Today, I wouldn’t use a Portal Server anymore. The portal for our SCS would be a simple application, delivering some HTML templates and adding the composition logic. User interface composition can basically be done at two points:

  • Server side (HTTPd, NGINX)

  • Client side (Browser, JavaScript)

In the example above, we would use Server Side Includes or SSI to perform page composition. SSI is available for Apache HTTPd and NGINX. The Portal HTML templates comes with the layout framework and special SSI directives for the parts that need to he included from our SCS. The SSI processor now processes the SSI directives before the final HTML code is sent to the client.

After the final HTML is rendered in the browser, we might decide to update some parts of the site. This can be done by using client side composition with some plain old AJAX. Using this technique, we can save server bandwidth and greatly increase user experience. Even if the user has disabled JavaScript in the browser, this wouldn’t be an issue. In this case we can always switch back to server side page composition.

HTML5 Microdata can be easily used to implement common navigation use cases. As mentioned above, every SCS is self contained, and they share nothing. In fact they are not even aware of each other! So, now does navigation work? Well, to every link we add some HTML5 Microdata. This Microdata is interpreted either on server or client side and the final link is generated. See Building Portals with JavaFX, HTML5 and some Microdata to take a look at how this can be done.

Common issues

Session State Management

State management is a little bit more complex than in traditional web applications. The current user state (Logged in, etc.) must somehow be preserved. This can be done using Cookies and URL rewriting. The state authority is in our case the portal application. The session state identifier can be propagated using Cookies or other Information we put into the HTTP Header, as only the HTTP Request Headers are propagated properly using SSI. As mentioned above, links can be annotated with Microdata. If Cookies are disabled, the portal application can use the Microdata to URLEncode the required session identifier into every link. It could even use SSL Session Information to generate session identifier if Cookies are completely disabled.

Global stylesheets

It would be bad if every included SCS would look different. To make them look and feel the same, we have to establish a user interface style-guide, and maybe a pattern library can is used by all included SCS. This library could also provide a set of common stylesheets. Such pattern library can be included and distributed using the WebJars technology.


A (full text) search across multiple SCS can be really hard to implement and maintain. The best thing you can do is to avoid such use cases. It this is not an option, try to isolate the whole search logic into its own SCS and use domain events to sync the data state between the origin SCS and the search SCS.

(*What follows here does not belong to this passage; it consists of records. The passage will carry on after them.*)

PR #90, opened 2020-10-09
Addition of commented regions to Watchface for inclusion of new widgets

ZephyrLabs:
Added commented regions for adding new widgets in Clock.cpp (/develop/src/displayapp/screens/Clock.cpp)

### DIFF
--- a/src/displayapp/screens/Clock.cpp
+++ b/src/displayapp/screens/Clock.cpp
@@ -1,5 +1,4 @@
 #include <cstdio>
-
 #include <libs/date/includes/date/date.h>
 #include "components/datetime/DateTimeController.h"
 #include <libs/lvgl/lvgl.h>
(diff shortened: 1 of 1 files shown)


JF002:
I'm not sure this is the right place for this kind of comments.

I understand these comments makes sense when this code is included into the web based simulator for people that are designing and implementing their own watch face based on the screen `Clock`.

But outside of this context, when you just want to read the code to see how it works, I think they are confusing. The comments should explain the code when necessary, not instruct how to create a new app or how to extend the current one.

I'm not saying that these comments are useless, on the contrary! I think we should find a better place for them. Maybe in a tutorial, article or documentation explaining how to create a custom watch face based on InfiniTime? Or in the documentation of the base class `Screen`, where we can explain how to extend the class to implement a new app or a new watch face? Or in a template file developers could use as the base of a new app?

Also, note that it's rarely a good idea to declare variables/widgets in the global scope. Most of the time, these variables can be declared as member variable of the class, in the `private` section of the class definition (header file). I know you had to use global variables because of a limitation of the web based simulator but I would like to avoid global variables as much as possible.

ZephyrLabs:
In that case, I shall add this copy of clock.cpp to the Infinitime watchface tutorial, many newcomers would find it useful while testing out the the online simulator and trying out watchface development by themselves :-)

Thank you!

PR #92, opened 2020-10-09
Fix TwiMaster lockup

TT-392:
This should fix the TWIM lockup problem. 

I left the timeout at 5000, in my testing this seems to be a number that isn't really noticeable, but also seems to not false trigger.

I did leave in a static global variable for the twimaddress and 2 hardcoded pins (line 75), good chance that this isn't the best way of doing this here. But that is probably best fixed by someone who knows more about C++ than me.

### DIFF
--- a/src/drivers/TwiMaster.cpp
+++ b/src/drivers/TwiMaster.cpp
@@ -5,6 +5,9 @@
 
 using namespace Pinetime::Drivers;
 
+
+static NRF_TWIM_Type* twimaddress;
+
 // TODO use shortcut to automatically send STOP when receive LastTX, for example
 // TODO use DMA/IRQ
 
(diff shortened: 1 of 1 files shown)


JF002:
Thanks for this fix! I think the code could be slightly modified to look a bit  more like C++ and avoid the static global variable. I'll try to have a look soon!

Also, do you think [this comment](https://github.com/JF002/Pinetime/issues/79#issuecomment-706568547) correspond to this bug, and that we can try to fix the issue using the workaround from the NRF anomaly documentation?

TT-392:
> Thanks for this fix! I think the code could be slightly modified to look a bit more like C++ and avoid the static global variable. I'll try to have a look soon!
> 
> Also, do you think [this comment](https://github.com/JF002/Pinetime/issues/79#issuecomment-706568547) correspond to this bug, and that we can try to fix the issue using the workaround from the NRF anomaly documentation?

It might be related. But I wouldn't be surprised if it is specifically a twim issue or maybe even related to the slave device getting stuck though. 

I think I also, found the nordic forum thread where I originally got the idea for this fix:
https://devzone.nordicsemi.com/f/nordic-q-a/23601/twi-stops-working---sda-bus-always-low

JF002:
@TT-392 Thank you very much for your PR and for all the information you provided in this PR and in https://github.com/JF002/Pinetime/issues/79, they were invaluable.
I've eventually implemented your fix in a C++ way in https://github.com/JF002/Pinetime/pull/111. I hope you don't mind if I close this one?

TT-392:
Sounds good

JF002:
Merged and release in 0.9.0. Thanks!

Other display technologies (Android, iOS)

This can be a real showstopper. Every mobile device has its own usability requirements, and maybe one common pattern library does not fitt well. Maybe you decide to implement the mobile app using native technologies, and not HTML5 hybrid technology. HTML can easily be integrated using the technique described above. For native mobile apps, we would still need to use the (REST) API of our SCS to make everything work. Books could be written about this topic, and maybe I will write someday something in this Blog. Till then, I will leave this open.


I really like the idea of SCS, and it can really help to get out of the "too-many-services-hell". Using user interface composition, we have the best of both worlds, functional decomposition for better focused product development and a single user interface to make our customers happy!